__Information given__

──────────

PR #607, opened 2026-06-02
QSVT

MatP1337:
## Description

Introduces `QSVT` (Quantum Singular Value Transformation) as a first-class algorithm and uses it to replace or extend the existing Hermitian-only approaches in the block encoding framework. This PR also applies the same Base Class + Facade Pattern from `refactor_block_encoding` to the transformation methods (`inv`, `sim`, `poly`, `pseudo_inv`): these are extracted from the monolithic block_encoding_base.py into a dedicated `transformations/` subpackage. Additionally, a `dagger()` method and a new `svt()` transformation method are added to `BlockEncoding`.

──────────

Copy nothing except the lines from the one with "## Description" through the end of the records; keep each exactly as it appears, first and last included.

## Description

Introduces `QSVT` (Quantum Singular Value Transformation) as a first-class algorithm and uses it to replace or extend the existing Hermitian-only approaches in the block encoding framework. This PR also applies the same Base Class + Facade Pattern from `refactor_block_encoding` to the transformation methods (`inv`, `sim`, `poly`, `pseudo_inv`): these are extracted from the monolithic block_encoding_base.py into a dedicated `transformations/` subpackage. Additionally, a `dagger()` method and a new `svt()` transformation method are added to `BlockEncoding`.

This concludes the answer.